4. Prior information: patient demographics and biomarkers
(a) Patient demographics and biomarkers
Few studies have investigated incorporating demographic information about
patients in NIRS; however, there are some niche applications where it may prove
to be beneficial. NIRS data in breast imaging has shown strong correlations
with demographic factors such as age, body mass index (BMI), radiographic
breast density and menopausal/hormonal status. This correlation implies that
there could be some benefit in using this prior information, perhaps to make
systems simpler or more reliable. Examples of this approach include the use
of radiographic density or BMI to estimate lipid concentration in the breast.
Radiographic density is also highly correlated to optical scattering, indicating
that this dominant factor affecting optical signals may be derived from a
clinical radiograph. In the event that this was shown to be feasible, this
would reduce or eliminate the need for accurate frequency- or time-domain
NIRS measurement systems required for recovering optical scattering properties.
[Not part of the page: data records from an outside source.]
PR #17669, opened 2025-09-22
Fixed issue where clicking home icon on the Omnibar from Tags panel search results would not navigate to home

workbysaran:
**Resolved / Related Issues**

Fixed issue by modifying NavigationToolbarViewModel to allow home navigation when viewing search results

1. Open the Files app and navigate to one of the Tags.
2. Click the Home button.
3. Verified that it navigated to the home page.
4. Also verified home navigation by navigating to other folders and from search results, and all worked as expected.


yaira2 (approved):
LGTM

PR #17682, opened 2025-09-26
Code Quality: Optimize large folder enumeration performance

workbysaran:
**Resolved / Related Issues**

Fixed performance issues when enumerating large folders that would cause the UI to freeze or become unresponsive during folder scanning operations.

1. Open the Files app and navigate to a directory containing a large number of files (100,000+).
2. Observe the folder enumeration process and UI responsiveness.
3. The UI remains responsive during large folder operations without freezing.


Josh65-2201:
It could be confusing to people that `this folder is empty` is shown for a few seconds while it loading. That doesn't happen in v4.0.11

yair100:
It seems to me that `C:\Windows\WinSxS` takes longer to load with these changes.

PR #17792, opened 2025-10-23
Fixed an issue where opening a deleted folder from the Recycle Bin using Column View displayed the physical file system hierarchy

### LINKED ISSUE #13654: Feature: Streamlined "Open File Location" for Recycle Bin Items in Windows Taskbar Search

When I search for an item in the Windows Taskbar search, and that item is in the Recycle Bin, clicking "Open file location" opens the Recycle Bin but follows the path of the item, which is "C:\$Recycle.Bin\*item's name*". It first opens the drive, then an empty folder, and finally displays what's inside the Recycle Bin. It would be great if, instead of displaying the drive folder, an empty folder, and then the Recycle Bin's contents, it would only display the contents of the Recycle Bin.

### Requirements

Modify the behavior of the "Open file location" function to directly open and display the contents of the Recycle Bin, bypassing intermediate folders.

### Files Version

2.5.35

### Windows Version

10.0.22621.2506

### Comments

Before
Capture d'écran 2023-11-03 184403
After
Capture d'écran 2023-11-03 184453

workbysaran:
**Resolved / Related Issues**
Fixed an issue where opening a deleted folder from the Recycle Bin using Column View displayed the physical file system hierarchy (C:\$Recycle.Bin\user SID folder) instead of treating the Recycle Bin as the root location.

Closes #13654

2. Delete some folders with nested subfolders to create test items (or use existing deleted folders)
4. Switch to Column View layout
5. Right-click on a deleted folder in the Recycle Bin (e.g., "Everything-SDK")
6. Select "Open in new tab" from the context menu
7. Verify that the new tab shows:
  - Column 0: Recycle Bin root (showing all deleted items)
  - Column 1: The selected folder's contents (automatically opened)
8. Close and open the Files app and notice the path always shown as Recycle Bin

### DIFF
--- a/src/Files.App/Actions/Navigation/OpenInNewWindow/BaseOpenInNewWindowAction.cs
+++ b/src/Files.App/Actions/Navigation/OpenInNewWindow/BaseOpenInNewWindowAction.cs
@@ -11,6 +11,7 @@ namespace Files.App.Actions
 		protected IContentPageContext ContentPageContext { get; } = Ioc.Default.GetRequiredService<IContentPageContext>();
 		protected IHomePageContext HomePageContext { get; } = Ioc.Default.GetRequiredService<IHomePageContext>();
 		protected ISidebarContext SidebarContext { get; } = Ioc.Default.GetRequiredService<ISidebarContext>();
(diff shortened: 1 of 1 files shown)


yair100:
This PR has been replaced by #17803.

Simpler, less expensive continuous-wave systems would be adequate to quantify
absorbing and/or luminescent NIR signals.
The use of explicit biomarker prior information was recently demonstrated with
a hybrid MRI–NIRS system [84]. This study demonstrated that incorporating
fat/water values estimated with MRI fat–water imaging into the NIRS image
recovery algorithm improved the accuracy of haemoglobin and oxygen saturation
fitting. This hybrid information combination has been largely untested but will
probably have increasing relevance as systems are developed to have mutual,
complementary information sets. Additional data that would be synergistic with
NIRS include blood haematocrit level and concentration of tracers in the blood.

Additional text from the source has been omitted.